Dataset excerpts
<<<<
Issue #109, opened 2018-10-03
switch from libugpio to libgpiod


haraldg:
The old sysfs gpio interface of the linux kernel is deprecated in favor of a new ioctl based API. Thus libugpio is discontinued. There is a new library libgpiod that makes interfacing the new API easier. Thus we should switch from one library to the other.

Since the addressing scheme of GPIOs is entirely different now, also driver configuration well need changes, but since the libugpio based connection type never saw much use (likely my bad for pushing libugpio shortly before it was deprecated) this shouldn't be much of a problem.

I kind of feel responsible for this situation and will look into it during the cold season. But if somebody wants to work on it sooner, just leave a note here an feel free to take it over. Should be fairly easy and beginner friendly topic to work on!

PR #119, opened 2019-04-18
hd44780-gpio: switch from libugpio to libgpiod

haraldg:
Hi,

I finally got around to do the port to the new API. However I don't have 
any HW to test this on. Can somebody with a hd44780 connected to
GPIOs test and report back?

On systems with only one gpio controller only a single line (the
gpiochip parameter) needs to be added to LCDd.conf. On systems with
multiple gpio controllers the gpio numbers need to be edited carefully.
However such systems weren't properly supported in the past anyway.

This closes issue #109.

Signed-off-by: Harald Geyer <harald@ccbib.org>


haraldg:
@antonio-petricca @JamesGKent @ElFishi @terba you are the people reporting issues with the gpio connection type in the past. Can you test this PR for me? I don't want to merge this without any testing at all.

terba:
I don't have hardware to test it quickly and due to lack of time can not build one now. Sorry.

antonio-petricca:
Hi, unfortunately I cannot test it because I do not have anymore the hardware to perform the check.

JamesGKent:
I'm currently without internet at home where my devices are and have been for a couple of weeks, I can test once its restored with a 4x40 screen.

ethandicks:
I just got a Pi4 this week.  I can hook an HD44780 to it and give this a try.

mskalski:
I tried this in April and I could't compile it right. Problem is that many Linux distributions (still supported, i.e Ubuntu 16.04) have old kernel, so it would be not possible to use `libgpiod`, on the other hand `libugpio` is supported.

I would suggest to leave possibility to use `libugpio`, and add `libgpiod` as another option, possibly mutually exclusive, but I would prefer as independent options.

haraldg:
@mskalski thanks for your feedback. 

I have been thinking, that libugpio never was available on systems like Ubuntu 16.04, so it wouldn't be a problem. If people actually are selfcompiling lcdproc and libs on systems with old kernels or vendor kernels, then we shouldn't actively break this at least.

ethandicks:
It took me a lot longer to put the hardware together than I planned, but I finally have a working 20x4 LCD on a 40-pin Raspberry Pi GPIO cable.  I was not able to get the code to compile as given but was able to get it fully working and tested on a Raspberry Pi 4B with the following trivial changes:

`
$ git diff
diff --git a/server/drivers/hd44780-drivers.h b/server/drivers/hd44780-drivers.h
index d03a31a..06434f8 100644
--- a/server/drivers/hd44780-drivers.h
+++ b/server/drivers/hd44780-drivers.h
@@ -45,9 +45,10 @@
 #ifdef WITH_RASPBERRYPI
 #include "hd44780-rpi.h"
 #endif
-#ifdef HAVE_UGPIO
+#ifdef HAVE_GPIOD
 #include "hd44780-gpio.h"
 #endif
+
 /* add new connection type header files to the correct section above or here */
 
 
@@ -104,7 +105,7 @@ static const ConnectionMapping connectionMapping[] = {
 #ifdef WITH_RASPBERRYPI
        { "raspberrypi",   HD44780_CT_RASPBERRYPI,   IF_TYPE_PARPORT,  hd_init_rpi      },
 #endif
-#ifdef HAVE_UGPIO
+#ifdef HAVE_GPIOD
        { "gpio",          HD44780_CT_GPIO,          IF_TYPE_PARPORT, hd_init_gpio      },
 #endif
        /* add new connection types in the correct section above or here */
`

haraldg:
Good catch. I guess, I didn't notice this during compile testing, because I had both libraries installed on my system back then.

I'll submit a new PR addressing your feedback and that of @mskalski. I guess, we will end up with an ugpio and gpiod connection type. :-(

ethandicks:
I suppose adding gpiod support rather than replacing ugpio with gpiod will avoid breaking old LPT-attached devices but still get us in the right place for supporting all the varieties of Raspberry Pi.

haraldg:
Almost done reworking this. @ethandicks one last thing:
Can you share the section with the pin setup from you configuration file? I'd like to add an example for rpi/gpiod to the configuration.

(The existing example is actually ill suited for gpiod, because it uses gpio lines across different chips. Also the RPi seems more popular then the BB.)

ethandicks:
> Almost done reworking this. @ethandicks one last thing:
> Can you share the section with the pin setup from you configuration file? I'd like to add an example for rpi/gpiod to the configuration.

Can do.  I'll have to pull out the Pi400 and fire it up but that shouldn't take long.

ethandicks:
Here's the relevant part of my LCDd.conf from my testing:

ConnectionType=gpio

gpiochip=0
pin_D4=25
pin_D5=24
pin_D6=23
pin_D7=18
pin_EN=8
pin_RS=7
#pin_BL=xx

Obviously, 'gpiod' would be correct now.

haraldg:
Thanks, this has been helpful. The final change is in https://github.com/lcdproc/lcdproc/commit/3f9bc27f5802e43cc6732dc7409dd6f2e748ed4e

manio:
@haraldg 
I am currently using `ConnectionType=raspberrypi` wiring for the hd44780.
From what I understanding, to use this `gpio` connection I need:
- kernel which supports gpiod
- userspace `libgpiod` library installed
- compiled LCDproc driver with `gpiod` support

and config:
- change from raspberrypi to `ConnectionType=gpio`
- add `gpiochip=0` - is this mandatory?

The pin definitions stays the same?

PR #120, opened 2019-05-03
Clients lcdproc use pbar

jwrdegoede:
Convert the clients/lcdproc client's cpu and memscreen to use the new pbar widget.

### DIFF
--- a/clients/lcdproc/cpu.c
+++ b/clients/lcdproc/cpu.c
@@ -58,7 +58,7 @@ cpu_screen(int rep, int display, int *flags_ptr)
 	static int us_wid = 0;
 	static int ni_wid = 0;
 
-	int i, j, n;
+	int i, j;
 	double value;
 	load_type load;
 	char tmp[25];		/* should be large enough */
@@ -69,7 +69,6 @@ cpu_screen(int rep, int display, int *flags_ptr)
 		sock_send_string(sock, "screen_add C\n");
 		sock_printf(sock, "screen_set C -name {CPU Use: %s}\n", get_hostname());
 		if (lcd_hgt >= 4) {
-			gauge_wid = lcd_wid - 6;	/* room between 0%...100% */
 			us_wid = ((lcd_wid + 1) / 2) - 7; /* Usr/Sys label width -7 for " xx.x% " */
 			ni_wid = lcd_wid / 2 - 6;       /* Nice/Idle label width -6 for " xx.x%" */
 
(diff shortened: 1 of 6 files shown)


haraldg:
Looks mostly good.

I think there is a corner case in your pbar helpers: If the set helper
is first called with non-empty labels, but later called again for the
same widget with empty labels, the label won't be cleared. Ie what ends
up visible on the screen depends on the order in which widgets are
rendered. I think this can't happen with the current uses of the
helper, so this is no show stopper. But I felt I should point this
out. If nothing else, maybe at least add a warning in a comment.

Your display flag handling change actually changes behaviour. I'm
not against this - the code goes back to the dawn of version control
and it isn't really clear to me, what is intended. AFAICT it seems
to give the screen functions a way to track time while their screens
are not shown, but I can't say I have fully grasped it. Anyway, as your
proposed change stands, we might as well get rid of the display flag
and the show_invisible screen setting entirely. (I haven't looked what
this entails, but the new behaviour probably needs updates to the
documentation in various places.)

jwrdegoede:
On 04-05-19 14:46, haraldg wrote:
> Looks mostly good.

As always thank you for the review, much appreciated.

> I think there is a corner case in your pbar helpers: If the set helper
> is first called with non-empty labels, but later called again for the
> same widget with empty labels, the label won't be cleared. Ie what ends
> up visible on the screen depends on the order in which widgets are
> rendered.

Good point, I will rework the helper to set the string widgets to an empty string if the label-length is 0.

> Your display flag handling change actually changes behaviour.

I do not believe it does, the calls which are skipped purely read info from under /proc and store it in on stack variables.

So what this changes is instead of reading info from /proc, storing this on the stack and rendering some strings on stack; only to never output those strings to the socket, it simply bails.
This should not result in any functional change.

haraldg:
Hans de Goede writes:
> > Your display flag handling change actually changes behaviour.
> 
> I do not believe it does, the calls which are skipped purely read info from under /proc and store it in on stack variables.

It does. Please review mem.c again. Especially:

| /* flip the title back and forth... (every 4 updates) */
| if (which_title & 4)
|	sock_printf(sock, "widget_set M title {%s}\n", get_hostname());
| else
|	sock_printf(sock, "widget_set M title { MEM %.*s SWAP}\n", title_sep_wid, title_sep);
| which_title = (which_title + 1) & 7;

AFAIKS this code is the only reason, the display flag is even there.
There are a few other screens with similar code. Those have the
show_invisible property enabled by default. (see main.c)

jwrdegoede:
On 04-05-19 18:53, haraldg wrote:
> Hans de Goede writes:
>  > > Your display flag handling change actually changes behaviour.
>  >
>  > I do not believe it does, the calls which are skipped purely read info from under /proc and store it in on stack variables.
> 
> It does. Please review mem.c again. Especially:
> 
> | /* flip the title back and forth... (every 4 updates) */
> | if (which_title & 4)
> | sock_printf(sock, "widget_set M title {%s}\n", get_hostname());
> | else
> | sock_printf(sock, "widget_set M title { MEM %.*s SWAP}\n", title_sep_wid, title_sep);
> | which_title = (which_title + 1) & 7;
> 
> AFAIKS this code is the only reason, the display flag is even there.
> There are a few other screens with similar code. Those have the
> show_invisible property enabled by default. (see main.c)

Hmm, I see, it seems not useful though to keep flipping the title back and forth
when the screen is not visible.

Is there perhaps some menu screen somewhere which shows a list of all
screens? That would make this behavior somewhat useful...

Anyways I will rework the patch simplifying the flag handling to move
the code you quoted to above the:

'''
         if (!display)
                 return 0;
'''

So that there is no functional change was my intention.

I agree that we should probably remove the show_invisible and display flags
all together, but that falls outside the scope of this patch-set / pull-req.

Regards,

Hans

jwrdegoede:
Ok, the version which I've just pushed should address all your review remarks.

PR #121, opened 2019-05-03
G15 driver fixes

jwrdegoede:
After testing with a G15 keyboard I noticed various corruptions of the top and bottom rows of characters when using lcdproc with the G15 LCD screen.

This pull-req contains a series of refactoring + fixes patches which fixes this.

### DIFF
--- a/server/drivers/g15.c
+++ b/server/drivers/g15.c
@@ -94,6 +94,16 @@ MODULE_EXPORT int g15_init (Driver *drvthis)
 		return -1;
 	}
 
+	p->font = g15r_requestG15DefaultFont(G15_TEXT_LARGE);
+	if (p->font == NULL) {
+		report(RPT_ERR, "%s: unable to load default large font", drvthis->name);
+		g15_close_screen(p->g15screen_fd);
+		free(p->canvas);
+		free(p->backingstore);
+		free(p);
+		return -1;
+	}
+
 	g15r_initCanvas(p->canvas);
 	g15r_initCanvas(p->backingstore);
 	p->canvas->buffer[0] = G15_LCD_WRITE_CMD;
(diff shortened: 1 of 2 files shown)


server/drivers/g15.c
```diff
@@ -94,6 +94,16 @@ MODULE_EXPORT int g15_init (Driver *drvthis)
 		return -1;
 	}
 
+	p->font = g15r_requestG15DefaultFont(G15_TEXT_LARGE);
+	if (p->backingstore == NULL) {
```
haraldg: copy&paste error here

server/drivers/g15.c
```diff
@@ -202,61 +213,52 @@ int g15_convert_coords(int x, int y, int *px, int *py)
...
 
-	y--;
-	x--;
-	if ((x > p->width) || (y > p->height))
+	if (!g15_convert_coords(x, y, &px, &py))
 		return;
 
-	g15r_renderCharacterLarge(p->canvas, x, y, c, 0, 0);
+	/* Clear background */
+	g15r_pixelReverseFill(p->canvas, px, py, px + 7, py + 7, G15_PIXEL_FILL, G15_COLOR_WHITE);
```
>>>>
» EXERCISE INSTRUCTIONS: Search the entries for the word "together" and show every line that has it.

» ANSWER BOX:
It took me a lot longer to put the hardware together than I planned, but I finally have a working 20x4 LCD on a 40-pin Raspberry Pi GPIO cable.  I was not able to get the code to compile as given but was able to get it fully working and tested on a Raspberry Pi 4B with the following trivial changes:
all together, but that falls outside the scope of this patch-set / pull-req.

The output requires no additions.